BEGIN DATA EXTRACT

PR #606, opened 2020-03-13
Update zsh completion file

heyrict:
I just modified the clap-generated completion file for `zsh` to make it working.

Note that completion for `--set` calls `just --evaluate` to get the variables, so it can slow down the console a bit if you have heavy evaluation logic.

### DIFF
--- a/completions/just.zsh
+++ b/completions/just.zsh
@@ -13,7 +13,6 @@ _just() {
         _arguments_options=(-s -C)
     fi
 
-<<<<<<< HEAD
     local common=(
         '--color=[Print colorful output]: :(auto always never)' 
         '(-f --justfile)'{-f+,--justfile=}'[Use <JUSTFILE> as justfile.]' 
@@ -58,7 +57,7 @@ _just() {
 
             if [[ ${lastarg} = */* ]]; then
                 # Arguments contain slash would be recognised as a file
-                _arguments -s -S $common '::ARGUMENTS -- Overrides and recipe(s) to run, defaulting to the first recipe in the justfile:_files' 
+                _arguments -s -S $common '*:: :_files'
             else
                 # Show usage message
                 _message $args_str
--- a/completions/just.zsh
+++ b/completions/just.zsh
@@ -75,15 +75,6 @@ _just() {
     return ret
 }
 
-(( $+functions[_just_variables] )) ||
-_just_variables() {
-    local variables; variables=(
-        ${(s: :)$(_call_program commands just --variables)}
-    )
-
-    _describe -t variables 'variables' variables
-}
-
 (( $+functions[_just_commands] )) ||
 _just_commands() {
     local commands; commands=(
@@ -91,6 +82,15 @@ _just_commands() {
     )
 
     _describe -t commands 'just commands' commands "$@"
+}
+
+(( $+functions[_just_variables] )) ||
+_just_variables() {
+    local variables; variables=(
+        ${(s: :)$(_call_program commands just --variables)}
+    )
+
+    _describe -t variables 'variables' variables
 }
 
 _just "$@"
--- a/completions/just.zsh
+++ b/completions/just.zsh
@@ -5,7 +5,7 @@ autoload -U is-at-least
 _just() {
     typeset -A opt_args
     typeset -a _arguments_options
-    local context curcontext="$curcontext" state line ret=1
+    local ret=1
 
     if is-at-least 5.2; then
         _arguments_options=(-s -S -C)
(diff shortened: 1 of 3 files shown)


casey:
Thank you for doing this!

I'd like to avoid running `just --evaluate` during completions. If I add functionality to just to print out a space-separated list of variable names, would that allow removing the call to `just --evaluate`, in favor of `just --variables`? For example:

```
x := "hello"
y := "bye"
```

```
$ just --variables
x y
```

The existing ZSH completions file is auto-generated, so to merge this I'll have to write a little code inside of the `just --completions` subcommand which modifies the generated zsh completions file with the additions in this PR. That will be easier if the modifications are simple insertions and deletions. So, for example, avoiding modifying or reformatting the block that starts with:

```
local context curcontext="$curcontext" state line
    _arguments "${_arguments_options[@]}" \
```

Would be ideal, and the fewer changes to the generated existing code, the easier that will be. Would it be possible to refactor this to introduce slightly less churn to the generated code?

casey:
I just landed #608, which adds a `just --variables` subcommand that prints out a space-separated list of variable names. Unfortunately, this also caused the generated completion scripts to change, which introduced conflicts with this PR.

heyrict:
Oh, sorry. I thought the completion files are maintained manually since they are added to VCS. Should I modify the `bin/generate-completions` script instead? I'm not familiar with editing files with command line except with `vi -c`. 

Anyway, here are the list of generated _arguments that should be changed:

- `'-s+[..]' ` should be changed to `'-s+[..]: :_just_commands'`, so is with `--show=[..]`
- `'*--set=[..]' ` should be changed to `'*--set[..]: :_just_variables' `
- Fallback to complete files `'::ARGUMENTS...:_files'` should be moved afterwards and the array should be assigned to a variable `$common` as it is used twice. I thought this is the hardest part.

casey:
> Oh, sorry. I thought the completion files are maintained manually since they are added to VCS.

No worries, it's a somewhat convoluted setup. The completion scripts are generated by clap, the command line argument parsing library that just uses. The `just` binary has a subcommand, `just --completions SHELL`, which prints the completions from clap to stdout. I also decided to save the completions to the `completions` directory, so that packagers will be more likely to know that they exist, and won't have to know to run `just --completions` to get them.

> Should I modify the `bin/generate-completions` script instead? I'm not familiar with editing files with command line except with `vi -c`.

This is the implementation of `just --completions`: https://github.com/casey/just/blob/1dbc7653904e9094faeeb0b8745c73ba325571c7/src/config.rs#L462

So I'll have to edit that function to modify the generated completions file with your changes.

I think the best thing to do is to modify this PR to have fewer diffs, and then I'll modify the completions function so that it produces the right output.

For example, there's this diff:

```diff
-    local ret=1
+    local context curcontext="$curcontext" state line ret=1
 
     if is-at-least 5.2; then
         _arguments_options=(-s -S -C)
     else
         _arguments_options=(-s -C)
     fi
 
-    local context curcontext="$curcontext" state line
```

I think these changes could be avoided, since they move around existing code.

> Anyway, here are the list of generated _arguments that should be changed:
> 
> * `'-s+[..]' ` should be changed to `'-s+[..]: :_just_commands'`, so is with `--show=[..]`
> * `'*--set=[..]' ` should be changed to `'*--set[..]: :_just_variables' `
> * Fallback to complete files `'::ARGUMENTS...:_files'` should be moved afterwards and the array should be assigned to a variable `$common` as it is used twice. I thought this is the hardest part.

That makes sense. What I'll probably do is create an `arguments_wrapper` function that looks like this:

```
arguments_wrapper() {
  _arguments $@ # pass arguments to _arguments
  common=$@
}
```

And then replace the call to `_arguments` with a call to `arguments_wrapper`, to minimize the amount of code that needs to change.

heyrict:
@casey Thank you for your response! I've just refactored the PR to include minimal changes to the completion file. Hopefully it will be easier to add.

> What I'll probably do is create an arguments_wrapper function that looks like this

Well, sorry I didn't get the point how this function would work. I left the `$common` variable as it was.

casey:
I just pushed some diffs to your branch which modify the completions subcommand, now in `src/subcommand.rs`, to modify the ZSH completions script that it generates. The completions file shouldn't have changed too much, although I modified it a little bit to make it easier to create.

Is there any way to test ZSH completion scripts?

Also, I've never actually used ZSH completions. How do I tell zsh that I want to load the completion script?

heyrict:
Thanks for your fast work!

> Is there any way to test ZSH completion scripts?

Well, I don't know any automated approach to test a completion script. Most of the time I test the script by inserting lines e.g. `echo $somevar >> debug.txt` and `tail -F debug.txt`

> How do I tell zsh that I want to load the completion script?

Afaik zsh uses `fpath` variable to get the location where completion scripts lies. Completion script for `just` should be placed in `{compdir}/_just` where `{compdir}` is a member of `fpath`.

By convention completion scripts are placed in `.zsh/completions` or so. I'll use `/tmp/completions` here to minimize the effect done to your existing configs.
```zsh
mkdir -p /tmp/completions
cp /path/to/just/completions/just.zsh /tmp/completions/_just
```

After that, simply paste the following to your zsh or `.zshrc` will make zsh completion work.

```zsh
fpath+=/tmp/completions
# The styles for completion descriptions and messages, zsh will hide them by default.
zstyle ':completion:*:descriptions' format "%U%B%d%b%u"
zstyle ':completion:*:messages' format "%F{green}%d%f"
autoload -Uz compinit
compinit -u
```

casey:
> Thanks for your fast work!

You bet!

> Well, I don't know any automated approach to test a completion script. Most of the time I test the script by inserting lines e.g. `echo $somevar >> debug.txt` and `tail -F debug.txt`

I searched a little bit, and that's my impression too, i.e. that it doesn't seem to be common to test zsh completion scripts. I'd like to add that eventually, since generating completion scripts from clap and then modifying them in code feels error-prone, but that can wait.

> After that, simply paste the following to your zsh or `.zshrc` will make zsh completion work.

Sweet, worked for me. Pretty cool! It's awesome to see the recipes names and variable values complete. Also rad that it prints the whole recipe in green.

Thanks so much for this! Better completions scripts is a frequent request, so this will definitely make zsh users happy.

END DATA EXTRACT

• _YOUR INSTRUCTIONS_
Output all of the records above exactly as they appear.

• _RESULT FOR THIS TASK_
PR #606, opened 2020-03-13
Update zsh completion file

heyrict:
I just modified the clap-generated completion file for `zsh` to make it working.

Note that completion for `--set` calls `just --evaluate` to get the variables, so it can slow down the console a bit if you have heavy evaluation logic.

### DIFF
--- a/completions/just.zsh
+++ b/completions/just.zsh
@@ -13,7 +13,6 @@ _just() {
         _arguments_options=(-s -C)
     fi
 
-<<<<<<< HEAD
     local common=(
         '--color=[Print colorful output]: :(auto always never)' 
         '(-f --justfile)'{-f+,--justfile=}'[Use <JUSTFILE> as justfile.]' 
@@ -58,7 +57,7 @@ _just() {
 
             if [[ ${lastarg} = */* ]]; then
                 # Arguments contain slash would be recognised as a file
-                _arguments -s -S $common '::ARGUMENTS -- Overrides and recipe(s) to run, defaulting to the first recipe in the justfile:_files' 
+                _arguments -s -S $common '*:: :_files'
             else
                 # Show usage message
                 _message $args_str
--- a/completions/just.zsh
+++ b/completions/just.zsh
@@ -75,15 +75,6 @@ _just() {
     return ret
 }
 
-(( $+functions[_just_variables] )) ||
-_just_variables() {
-    local variables; variables=(
-        ${(s: :)$(_call_program commands just --variables)}
-    )
-
-    _describe -t variables 'variables' variables
-}
-
 (( $+functions[_just_commands] )) ||
 _just_commands() {
     local commands; commands=(
@@ -91,6 +82,15 @@ _just_commands() {
     )
 
     _describe -t commands 'just commands' commands "$@"
+}
+
+(( $+functions[_just_variables] )) ||
+_just_variables() {
+    local variables; variables=(
+        ${(s: :)$(_call_program commands just --variables)}
+    )
+
+    _describe -t variables 'variables' variables
 }
 
 _just "$@"
--- a/completions/just.zsh
+++ b/completions/just.zsh
@@ -5,7 +5,7 @@ autoload -U is-at-least
 _just() {
     typeset -A opt_args
     typeset -a _arguments_options
-    local context curcontext="$curcontext" state line ret=1
+    local ret=1
 
     if is-at-least 5.2; then
         _arguments_options=(-s -S -C)
(diff shortened: 1 of 3 files shown)


casey:
Thank you for doing this!

I'd like to avoid running `just --evaluate` during completions. If I add functionality to just to print out a space-separated list of variable names, would that allow removing the call to `just --evaluate`, in favor of `just --variables`? For example:

```
x := "hello"
y := "bye"
```

```
$ just --variables
x y
```

The existing ZSH completions file is auto-generated, so to merge this I'll have to write a little code inside of the `just --completions` subcommand which modifies the generated zsh completions file with the additions in this PR. That will be easier if the modifications are simple insertions and deletions. So, for example, avoiding modifying or reformatting the block that starts with:

```
local context curcontext="$curcontext" state line
    _arguments "${_arguments_options[@]}" \
```

Would be ideal, and the fewer changes to the generated existing code, the easier that will be. Would it be possible to refactor this to introduce slightly less churn to the generated code?

casey:
I just landed #608, which adds a `just --variables` subcommand that prints out a space-separated list of variable names. Unfortunately, this also caused the generated completion scripts to change, which introduced conflicts with this PR.

heyrict:
Oh, sorry. I thought the completion files are maintained manually since they are added to VCS. Should I modify the `bin/generate-completions` script instead? I'm not familiar with editing files with command line except with `vi -c`. 

Anyway, here are the list of generated _arguments that should be changed:

- `'-s+[..]' ` should be changed to `'-s+[..]: :_just_commands'`, so is with `--show=[..]`
- `'*--set=[..]' ` should be changed to `'*--set[..]: :_just_variables' `
- Fallback to complete files `'::ARGUMENTS...:_files'` should be moved afterwards and the array should be assigned to a variable `$common` as it is used twice. I thought this is the hardest part.

casey:
> Oh, sorry. I thought the completion files are maintained manually since they are added to VCS.

No worries, it's a somewhat convoluted setup. The completion scripts are generated by clap, the command line argument parsing library that just uses. The `just` binary has a subcommand, `just --completions SHELL`, which prints the completions from clap to stdout. I also decided to save the completions to the `completions` directory, so that packagers will be more likely to know that they exist, and won't have to know to run `just --completions` to get them.

> Should I modify the `bin/generate-completions` script instead? I'm not familiar with editing files with command line except with `vi -c`.

This is the implementation of `just --completions`: https://github.com/casey/just/blob/1dbc7653904e9094faeeb0b8745c73ba325571c7/src/config.rs#L462

So I'll have to edit that function to modify the generated completions file with your changes.

I think the best thing to do is to modify this PR to have fewer diffs, and then I'll modify the completions function so that it produces the right output.

For example, there's this diff:

```diff
-    local ret=1
+    local context curcontext="$curcontext" state line ret=1
 
     if is-at-least 5.2; then
         _arguments_options=(-s -S -C)
     else
         _arguments_options=(-s -C)
     fi
 
-    local context curcontext="$curcontext" state line
```

I think these changes could be avoided, since they move around existing code.

> Anyway, here are the list of generated _arguments that should be changed:
> 
> * `'-s+[..]' ` should be changed to `'-s+[..]: :_just_commands'`, so is with `--show=[..]`
> * `'*--set=[..]' ` should be changed to `'*--set[..]: :_just_variables' `
> * Fallback to complete files `'::ARGUMENTS...:_files'` should be moved afterwards and the array should be assigned to a variable `$common` as it is used twice. I thought this is the hardest part.

That makes sense. What I'll probably do is create an `arguments_wrapper` function that looks like this:

```
arguments_wrapper() {
  _arguments $@ # pass arguments to _arguments
  common=$@
}
```

And then replace the call to `_arguments` with a call to `arguments_wrapper`, to minimize the amount of code that needs to change.

heyrict:
@casey Thank you for your response! I've just refactored the PR to include minimal changes to the completion file. Hopefully it will be easier to add.

> What I'll probably do is create an arguments_wrapper function that looks like this

Well, sorry I didn't get the point how this function would work. I left the `$common` variable as it was.

casey:
I just pushed some diffs to your branch which modify the completions subcommand, now in `src/subcommand.rs`, to modify the ZSH completions script that it generates. The completions file shouldn't have changed too much, although I modified it a little bit to make it easier to create.

Is there any way to test ZSH completion scripts?

Also, I've never actually used ZSH completions. How do I tell zsh that I want to load the completion script?

heyrict:
Thanks for your fast work!

> Is there any way to test ZSH completion scripts?

Well, I don't know any automated approach to test a completion script. Most of the time I test the script by inserting lines e.g. `echo $somevar >> debug.txt` and `tail -F debug.txt`

> How do I tell zsh that I want to load the completion script?

Afaik zsh uses `fpath` variable to get the location where completion scripts lies. Completion script for `just` should be placed in `{compdir}/_just` where `{compdir}` is a member of `fpath`.

By convention completion scripts are placed in `.zsh/completions` or so. I'll use `/tmp/completions` here to minimize the effect done to your existing configs.
```zsh
mkdir -p /tmp/completions
cp /path/to/just/completions/just.zsh /tmp/completions/_just
```

After that, simply paste the following to your zsh or `.zshrc` will make zsh completion work.

```zsh
fpath+=/tmp/completions
# The styles for completion descriptions and messages, zsh will hide them by default.
zstyle ':completion:*:descriptions' format "%U%B%d%b%u"
zstyle ':completion:*:messages' format "%F{green}%d%f"
autoload -Uz compinit
compinit -u
```

casey:
> Thanks for your fast work!

You bet!

> Well, I don't know any automated approach to test a completion script. Most of the time I test the script by inserting lines e.g. `echo $somevar >> debug.txt` and `tail -F debug.txt`

I searched a little bit, and that's my impression too, i.e. that it doesn't seem to be common to test zsh completion scripts. I'd like to add that eventually, since generating completion scripts from clap and then modifying them in code feels error-prone, but that can wait.

> After that, simply paste the following to your zsh or `.zshrc` will make zsh completion work.

Sweet, worked for me. Pretty cool! It's awesome to see the recipes names and variable values complete. Also rad that it prints the whole recipe in green.

Thanks so much for this! Better completions scripts is a frequent request, so this will definitely make zsh users happy.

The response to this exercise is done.